In the case of single-sided fixing, the fixing device has a pair structure of a heat roll and a backup roll. In the present invention, a double roll of heat roll is used for simultaneous double-sided fixing, and a soft roll serves as a backup roll. I am making it. In order to exert the effect of a soft roll, that is, an elastic layer, it is desirable that the thickness of the elastic layer such as silicon rubber or fluororubber be 50 μm or more. Here, one photoconductor drum is used as each of the first and second toner image carriers, but in the case of multicolor printing, a plurality of photoconductor drums are respectively arranged.

In this embodiment, positively charged SeTe is used as the photoconductor and positively charged toner is used by the reversal development method. However, a negatively charged organic photoconductor (OPC) is used as the photoconductor. Alternatively, negatively charged toner may be used. In this case, the polarity of the transfer device is opposite to that of this embodiment.

Second Embodiment Next, a second embodiment of the present invention will be described with reference to FIGS. 2 and 5. The difference from Embodiment 1 is that two color toner images are formed on the photoconductor drum by the tri-level method.

A first photosensitive drum having an organic photoconductor (OPC) 2a formed on the surface of a conductive substrate 1a made of aluminum or the like, and an organic photoconductor on the surface of a conductive substrate 1b made of aluminum or the like. Second (OPC) 2b formed
The photosensitive drums are arranged on both sides of the material 10 to be printed.

The photoconductor drum is negatively charged by the charger 3a, and the surface potential of the photoconductor drum becomes V0 as shown in FIG.
An electrostatic latent image having three potential levels of 0, V0 / 2, and VR is formed.
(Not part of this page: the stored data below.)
PR #186, opened 2026-08-15
fix(cudf): stream-ordered reclaim safety — release_table stream rebind + consumer-event API

bwyogatama:
## Problem

Buffers of GPU tables produced by the built-in host→GPU converter are allocated on an internal `memory_space` pool stream. Their stream-ordered frees (`cudaFreeAsync`) therefore execute on an idle, foreign, shared stream — unordered against reads still in flight on the consumer's stream. When a consumer drops such a buffer mid-read (e.g. a `cudf::cast` column replacement), the async allocator recycles the block into a concurrent conversion's H2D write while the reader kernel is still consuming it.

Downstream (Sirius), this caused silent, transient data corruption: TPC-H SF1000 Q18 returned wrong aggregates in ~39% of warm pinned-host executions; `compute-sanitizer memcheck` captured 258 identical stream-ordered use-after-free hazards at the consuming cast. ASan/TSan are structurally blind to this class (GPU-timeline race; pool memory is never poisoned).

## Changes

1. **`gpu_table_representation::release_table(stream)` now honors its stream parameter** — the owned-table branch rebinds every column's buffers (recursively, incl. null masks and children) to the passed stream before transferring ownership, so the eventual frees are ordered behind the new owner's reads. The view branch already deep-copies on the passed stream. The drained-previous-stream precondition is documented (`@pre`), and holds for all built-in converters (they synchronize before publishing).
2. **Consumer-event API on `data_batch`** — the mirror of the existing writer event: readers call `record_consumer_event(stream)` after enqueuing reads; reclaimers call `await_consumers(stream)` (device-side waits, no host stall) or observe `consumers_done()`. Backed by a new pooled-event utility (`cuda::event_pool`, `cudaEventDisableTiming`, thread-safe, recycling). Wired into the two in-library reclaim sites: `install_converted_representation` (including a host-sync fallback for non-GPU-tier swaps, where the stream-sync tail doesn't run) and `set_data`.
3. **Namespace hygiene** — qualified 4 pre-existing unqualified `cuda::stream_ref` uses that break once `cucascade::cuda` enters those TUs' lookup.

## Tests

- `test/data/test_consumer_events.cpp` (14 cases): API contracts, device-side gating (verified via device flags + `cudaErrorNotReady` probes), 1000-cycle recycling, 8-thread concurrency at both the pool and batch layers, and deterministic poison-on-reclaim regression tests for all three reclaim hooks.
- `test/cudf/test_release_table_stream.cpp` (5 cases): first coverage of `release_table` — recursive stream-binding assertions with an anti-vacuity control block, the motivating 20-iteration allocator-reuse UAF stress, view-branch semantics, and composition with caller-side rebinds.
- Full `cucascade_cudf_tests` suite green on GB300 (203 assertions in the new suites; no regressions elsewhere).

## Downstream validation

Together with sirius-db/sirius#1566, TPC-H SF1000 full-suite (22 queries × 4 iterations × 4 sessions, full untruncated result validation): **352/352 clean**, vs ~77% corrupt sessions before. No performance regression (same-machine controls).

## Note

The core `cucascade_tests` target currently fails to compile on `main` due to a pre-existing Catch2 v2 include (`test/memory/test_reservation_manager_configurator.cpp:29`, introduced in #173) — unrelated to this PR and not fixed here; the new tests live in `cucascade_cudf_tests`.

### DIFF
--- a/include/cucascade/cuda/event_pool.hpp
+++ b/include/cucascade/cuda/event_pool.hpp
@@ -1,0 +1,108 @@
+/*
+ * SPDX-FileCopyrightText: Copyright (c) 2026 NVIDIA CORPORATION & AFFILIATES. All rights reserved.
+ * SPDX-License-Identifier: Apache-2.0
+ *
+ * Licensed under the Apache License, Version 2.0 (the "License");
+ * you may not use this file except in compliance with the License.
+ * You may obtain a copy of the License at
+ *
+ * http://www.apache.org/licenses/LICENSE-2.0
+ *
+ * Unless required by applicable law or agreed to in writing, software
+ * distributed under the License is distributed on an "AS IS" BASIS,
+ * WITHOUT WARRANTIES OR CONDITIONS OF ANY KIND, either express or implied.
+ * See the License for the specific language governing permissions and
+ * limitations under the License.
+ */
+
+#pragma once
+
+#include <cucascade/cuda/event.hpp>
+
+#include <rmm/cuda_stream_view.hpp>
+
+#include <mutex>
+#include <vector>
+
+namespace cucascade {
+namespace cuda {
+
+/**
+ * @brief Thread-safe pool of recorded CUDA events tracking outstanding asynchronous work.
+ *
+ * Callers record() an event on the stream where they just enqueued work; later, another
+ * party either enqueues device-side waits on all outstanding events via enqueue_waits()
+ * (no host sync) or blocks the host until they complete via synchronize().
+ *
+ * Events are created lazily with cudaEventDisableTiming and recycled once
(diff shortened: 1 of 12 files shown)


bwyogatama:
Consolidating into #184, which lands the same reader/consumer-event primitive with a better transport (per-device pools, single barrier at mutable acquisition). Everything unique to this PR — the release_table stream rebind, the namespace qualification fix, the release_table test suite, lean reader-event test additions, and first GPU validation — has been pushed onto #184 (commits 8cc3646, c87534a, 1b18e4b; see https://github.com/NVIDIA/cuCascade/pull/184#issuecomment-5312448919). Sirius PR sirius-db/sirius#1566 now tracks #184's branch.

The bias voltage VB11 is applied to the developing device 6a by the bias power source 9a, and the bias voltage VB12 is applied to the developing device 6b by the bias power source 9b.
The positively charged toner 7a adheres to the area of the voltage V0 by regular development, and the negatively charged toner 7b adheres to the area of the potential VR by reversal development. In this embodiment, 7a is a color toner and 7b is a black toner. In this way, a two-color toner image is formed on the photosensitive drum in one process. In this embodiment, V0 is 700V and VR is 100.
V and VB11 are 500V, and VB12 is 300V.

Reference numeral 24a in the figure is a corotron before transfer, which is AC
A power supply or an AC power supply on which a positive DC voltage is superimposed is connected. A positive charge is applied to the toners 7a and 7b on the photosensitive drum, and as a result, the toner 7b that was negatively charged is also changed to positively charged. First on the photoconductor drum
The toner image 7 is transferred to the upper surface of the printing material 10 by roller transfer using the bias roller 8 to which a negative voltage is applied. On the other hand, the two-color toner image 19 is also formed on the second photoconductor drum by the same process. In this embodiment, 19a is a positively charged color toner, and 19b is a negatively charged black toner. Reference numeral 24b denotes a pre-transfer corotron, to which an AC power source or an AC power source on which a negative DC voltage is superimposed is connected. Negative charges are applied to the toners 19a and 19b on the photosensitive drums, and as a result, the toner 19a that was positively charged also changes to negatively charged.

In this embodiment, the AC voltage is 1 to 2 kHz, 2
The absolute values of kV and DC voltage were set to 4 to 5 kV. This second
The toner image 19 is transferred to the lower surface of the material 10 to be printed by the transfer corotron 20 to which the negative DC power source 21 is connected.

Since the charge of the first toner image 7 is positive, the static eliminator 14 used in the first embodiment is unnecessary.
That is, by making the polarities of the first toner image 7 and the second toner image 19 opposite to each other, the static eliminator 14 becomes unnecessary.

A positive charge is applied to the upper surface of the material 10 to be printed and the first toner image 7 by the transfer corotron 20. In this way, since the charging polarities of the toners are different on both sides of the printing material 10, a suction force works by sandwiching the printing material 10 to each other, so that both toner images 7 and 19 are firmly attached to the printing material 10, and the printing material 10 is printed. The toner image 19 on the lower surface does not fall off when the material 10 is conveyed.

(Embodiment 3) Next, Embodiment 3 of the present invention will be described with reference to FIGS. The difference from Embodiments 1 and 2 is that the toner images are simultaneously transferred to both surfaces of the material 10 to be printed without using a transfer device. The first and second photosensitive drums are OPCs.
It is a photoconductor drum.

A DC bias power source 26 is connected to the conductive substrate 1a of the first photosensitive drum to apply a DC voltage VD, and the conductive substrate 1b of the second photosensitive drum is held at ground potential by grounding. A predetermined potential difference is applied between the conductive base 1a and the conductive base 1b.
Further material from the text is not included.